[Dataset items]
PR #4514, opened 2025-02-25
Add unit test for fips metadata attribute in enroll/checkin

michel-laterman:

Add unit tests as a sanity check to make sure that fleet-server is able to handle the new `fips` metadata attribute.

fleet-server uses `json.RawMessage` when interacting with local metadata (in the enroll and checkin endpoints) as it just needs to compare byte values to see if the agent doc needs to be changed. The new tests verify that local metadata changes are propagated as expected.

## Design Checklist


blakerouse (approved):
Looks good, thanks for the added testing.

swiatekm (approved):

* * *

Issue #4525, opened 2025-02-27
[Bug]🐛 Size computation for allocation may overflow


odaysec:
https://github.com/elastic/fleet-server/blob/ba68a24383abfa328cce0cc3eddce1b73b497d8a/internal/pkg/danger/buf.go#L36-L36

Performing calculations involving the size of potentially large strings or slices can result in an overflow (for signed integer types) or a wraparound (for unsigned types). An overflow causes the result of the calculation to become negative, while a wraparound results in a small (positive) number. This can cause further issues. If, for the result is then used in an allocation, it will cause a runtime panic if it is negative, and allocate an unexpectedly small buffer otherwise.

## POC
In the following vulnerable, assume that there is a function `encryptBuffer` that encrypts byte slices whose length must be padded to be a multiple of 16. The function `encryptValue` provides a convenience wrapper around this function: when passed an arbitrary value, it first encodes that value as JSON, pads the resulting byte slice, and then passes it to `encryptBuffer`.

◆ Exercise brief:
Scan the data above for the string "checkin" and copy each line where it appears.

◆ Task result:
Add unit test for fips metadata attribute in enroll/checkin
fleet-server uses `json.RawMessage` when interacting with local metadata (in the enroll and checkin endpoints) as it just needs to compare byte values to see if the agent doc needs to be changed. The new tests verify that local metadata changes are propagated as expected.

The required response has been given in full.